- _Entries shown_
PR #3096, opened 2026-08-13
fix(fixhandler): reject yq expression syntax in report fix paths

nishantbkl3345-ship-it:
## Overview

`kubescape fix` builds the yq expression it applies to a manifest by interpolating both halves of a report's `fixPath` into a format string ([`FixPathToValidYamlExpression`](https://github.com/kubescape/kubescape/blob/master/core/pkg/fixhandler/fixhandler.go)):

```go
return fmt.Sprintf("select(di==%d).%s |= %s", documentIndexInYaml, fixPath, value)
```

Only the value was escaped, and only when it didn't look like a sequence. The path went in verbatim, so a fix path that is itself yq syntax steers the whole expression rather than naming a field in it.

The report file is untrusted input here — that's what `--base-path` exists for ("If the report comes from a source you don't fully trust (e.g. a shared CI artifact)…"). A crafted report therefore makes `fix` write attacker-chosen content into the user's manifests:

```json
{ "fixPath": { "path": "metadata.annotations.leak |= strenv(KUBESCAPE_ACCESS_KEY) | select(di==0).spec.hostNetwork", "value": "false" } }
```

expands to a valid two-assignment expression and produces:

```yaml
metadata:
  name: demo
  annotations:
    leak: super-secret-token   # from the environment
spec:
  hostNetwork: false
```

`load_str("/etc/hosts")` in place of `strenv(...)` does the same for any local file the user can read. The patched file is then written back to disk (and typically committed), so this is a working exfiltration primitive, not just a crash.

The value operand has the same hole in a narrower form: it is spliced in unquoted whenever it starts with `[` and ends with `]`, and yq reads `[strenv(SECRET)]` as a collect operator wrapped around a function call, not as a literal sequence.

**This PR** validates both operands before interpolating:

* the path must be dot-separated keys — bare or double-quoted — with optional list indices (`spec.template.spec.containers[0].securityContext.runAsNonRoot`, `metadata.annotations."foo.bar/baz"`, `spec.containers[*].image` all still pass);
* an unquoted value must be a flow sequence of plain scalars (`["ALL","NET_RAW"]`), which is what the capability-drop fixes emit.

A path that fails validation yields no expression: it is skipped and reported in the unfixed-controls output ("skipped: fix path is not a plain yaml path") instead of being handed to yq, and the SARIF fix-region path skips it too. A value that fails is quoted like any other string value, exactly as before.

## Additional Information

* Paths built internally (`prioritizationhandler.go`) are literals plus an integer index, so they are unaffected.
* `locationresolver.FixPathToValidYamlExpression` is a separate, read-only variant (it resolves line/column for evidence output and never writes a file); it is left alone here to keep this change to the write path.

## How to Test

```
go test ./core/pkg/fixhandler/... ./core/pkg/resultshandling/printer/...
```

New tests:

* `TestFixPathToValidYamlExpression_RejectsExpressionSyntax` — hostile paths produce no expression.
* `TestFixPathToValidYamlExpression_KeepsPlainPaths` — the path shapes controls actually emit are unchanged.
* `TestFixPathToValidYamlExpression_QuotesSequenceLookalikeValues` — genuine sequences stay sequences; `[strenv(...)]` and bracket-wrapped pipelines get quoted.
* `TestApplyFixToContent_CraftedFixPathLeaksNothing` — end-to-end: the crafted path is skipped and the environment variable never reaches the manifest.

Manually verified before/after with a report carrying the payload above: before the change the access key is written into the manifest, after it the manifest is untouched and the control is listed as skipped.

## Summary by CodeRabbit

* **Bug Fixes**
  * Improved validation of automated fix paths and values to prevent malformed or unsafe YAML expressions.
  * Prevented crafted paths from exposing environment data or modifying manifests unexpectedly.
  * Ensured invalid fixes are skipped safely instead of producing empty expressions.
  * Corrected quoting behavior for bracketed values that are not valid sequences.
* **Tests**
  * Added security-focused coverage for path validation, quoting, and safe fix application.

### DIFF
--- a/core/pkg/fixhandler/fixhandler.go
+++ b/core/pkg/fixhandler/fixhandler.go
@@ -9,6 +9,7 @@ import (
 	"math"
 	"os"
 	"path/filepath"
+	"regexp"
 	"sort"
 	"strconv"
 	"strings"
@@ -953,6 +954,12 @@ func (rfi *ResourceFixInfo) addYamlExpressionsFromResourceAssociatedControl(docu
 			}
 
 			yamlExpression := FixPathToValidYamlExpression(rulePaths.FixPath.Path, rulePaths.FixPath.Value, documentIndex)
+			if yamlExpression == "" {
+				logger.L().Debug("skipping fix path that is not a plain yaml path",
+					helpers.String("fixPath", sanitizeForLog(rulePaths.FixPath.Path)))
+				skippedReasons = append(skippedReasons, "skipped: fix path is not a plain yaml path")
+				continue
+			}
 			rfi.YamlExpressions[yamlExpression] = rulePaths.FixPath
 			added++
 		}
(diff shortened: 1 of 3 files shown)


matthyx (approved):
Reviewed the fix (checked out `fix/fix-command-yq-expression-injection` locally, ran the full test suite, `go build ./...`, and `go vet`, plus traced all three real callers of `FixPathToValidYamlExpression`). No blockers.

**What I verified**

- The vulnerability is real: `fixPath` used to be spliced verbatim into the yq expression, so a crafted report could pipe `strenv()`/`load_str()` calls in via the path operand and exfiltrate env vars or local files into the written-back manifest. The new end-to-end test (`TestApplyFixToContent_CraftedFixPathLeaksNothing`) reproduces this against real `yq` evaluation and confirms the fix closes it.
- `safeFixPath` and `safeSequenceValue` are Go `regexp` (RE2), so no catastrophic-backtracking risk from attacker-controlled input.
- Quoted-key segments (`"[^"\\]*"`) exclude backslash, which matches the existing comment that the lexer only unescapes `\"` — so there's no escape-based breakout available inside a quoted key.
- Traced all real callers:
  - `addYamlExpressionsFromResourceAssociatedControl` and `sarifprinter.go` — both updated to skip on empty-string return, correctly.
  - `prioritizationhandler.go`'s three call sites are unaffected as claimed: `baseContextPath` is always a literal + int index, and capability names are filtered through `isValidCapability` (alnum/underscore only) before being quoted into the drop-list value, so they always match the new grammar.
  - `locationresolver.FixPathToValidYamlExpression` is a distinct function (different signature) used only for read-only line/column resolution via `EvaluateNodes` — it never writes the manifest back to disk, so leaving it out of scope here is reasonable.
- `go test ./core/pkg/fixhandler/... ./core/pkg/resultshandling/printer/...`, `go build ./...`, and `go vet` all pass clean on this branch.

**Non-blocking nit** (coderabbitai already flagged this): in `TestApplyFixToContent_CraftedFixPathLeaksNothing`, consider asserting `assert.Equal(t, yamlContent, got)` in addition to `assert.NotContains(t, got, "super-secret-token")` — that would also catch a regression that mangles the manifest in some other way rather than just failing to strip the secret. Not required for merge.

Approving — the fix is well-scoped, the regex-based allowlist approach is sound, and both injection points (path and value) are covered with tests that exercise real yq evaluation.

==

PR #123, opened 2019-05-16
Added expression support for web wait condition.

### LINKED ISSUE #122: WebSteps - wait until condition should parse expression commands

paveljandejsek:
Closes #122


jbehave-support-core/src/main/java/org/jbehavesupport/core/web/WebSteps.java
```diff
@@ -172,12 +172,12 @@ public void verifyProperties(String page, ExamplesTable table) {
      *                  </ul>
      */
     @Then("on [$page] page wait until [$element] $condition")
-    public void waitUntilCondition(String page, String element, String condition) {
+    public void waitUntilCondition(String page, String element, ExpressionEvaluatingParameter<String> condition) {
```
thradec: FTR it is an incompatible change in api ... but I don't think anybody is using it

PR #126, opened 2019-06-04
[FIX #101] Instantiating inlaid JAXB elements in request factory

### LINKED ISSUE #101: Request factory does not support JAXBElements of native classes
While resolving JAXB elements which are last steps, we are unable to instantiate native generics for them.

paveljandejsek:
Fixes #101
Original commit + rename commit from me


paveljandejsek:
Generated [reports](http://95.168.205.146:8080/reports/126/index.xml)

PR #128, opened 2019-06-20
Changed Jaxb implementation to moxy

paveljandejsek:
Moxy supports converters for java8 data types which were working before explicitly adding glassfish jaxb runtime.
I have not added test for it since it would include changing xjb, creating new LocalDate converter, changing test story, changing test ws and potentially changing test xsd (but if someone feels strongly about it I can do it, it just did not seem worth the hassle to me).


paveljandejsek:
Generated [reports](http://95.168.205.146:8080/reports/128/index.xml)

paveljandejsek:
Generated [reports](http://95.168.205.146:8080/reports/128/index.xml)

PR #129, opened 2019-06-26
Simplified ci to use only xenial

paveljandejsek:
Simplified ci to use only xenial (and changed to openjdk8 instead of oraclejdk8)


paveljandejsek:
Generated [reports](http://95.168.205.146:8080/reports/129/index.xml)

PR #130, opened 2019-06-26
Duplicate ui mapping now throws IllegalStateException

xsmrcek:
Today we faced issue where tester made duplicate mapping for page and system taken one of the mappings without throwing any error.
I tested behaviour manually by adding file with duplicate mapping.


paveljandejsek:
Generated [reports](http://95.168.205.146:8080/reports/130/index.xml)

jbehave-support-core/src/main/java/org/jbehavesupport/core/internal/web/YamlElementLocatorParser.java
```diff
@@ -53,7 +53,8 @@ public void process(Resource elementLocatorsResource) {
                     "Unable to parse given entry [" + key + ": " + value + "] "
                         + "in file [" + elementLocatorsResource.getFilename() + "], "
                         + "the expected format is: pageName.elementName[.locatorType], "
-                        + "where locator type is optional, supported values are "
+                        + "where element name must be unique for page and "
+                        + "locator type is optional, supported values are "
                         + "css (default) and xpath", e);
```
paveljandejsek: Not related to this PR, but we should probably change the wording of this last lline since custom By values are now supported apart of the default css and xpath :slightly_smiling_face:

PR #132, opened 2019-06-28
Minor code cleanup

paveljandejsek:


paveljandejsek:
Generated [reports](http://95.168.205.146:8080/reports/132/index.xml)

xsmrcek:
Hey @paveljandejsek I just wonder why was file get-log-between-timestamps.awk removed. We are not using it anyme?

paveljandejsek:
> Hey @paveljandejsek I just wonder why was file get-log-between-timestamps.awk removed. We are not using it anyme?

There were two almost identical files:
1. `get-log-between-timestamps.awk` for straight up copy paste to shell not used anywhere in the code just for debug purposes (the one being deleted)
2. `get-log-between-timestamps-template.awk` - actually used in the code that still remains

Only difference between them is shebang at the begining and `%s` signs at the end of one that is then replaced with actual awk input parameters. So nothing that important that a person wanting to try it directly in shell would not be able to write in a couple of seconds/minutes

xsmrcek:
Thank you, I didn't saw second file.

- _Problem requirements_
Copy only this part of the entries above: the line with "pipelines get quoted.", the line with "reaches the manifest.", and the lines between, all exactly as written.

- _Answer below_
* `TestFixPathToValidYamlExpression_QuotesSequenceLookalikeValues` — genuine sequences stay sequences; `[strenv(...)]` and bracket-wrapped pipelines get quoted.
* `TestApplyFixToContent_CraftedFixPathLeaksNothing` — end-to-end: the crafted path is skipped and the environment variable never reaches the manifest.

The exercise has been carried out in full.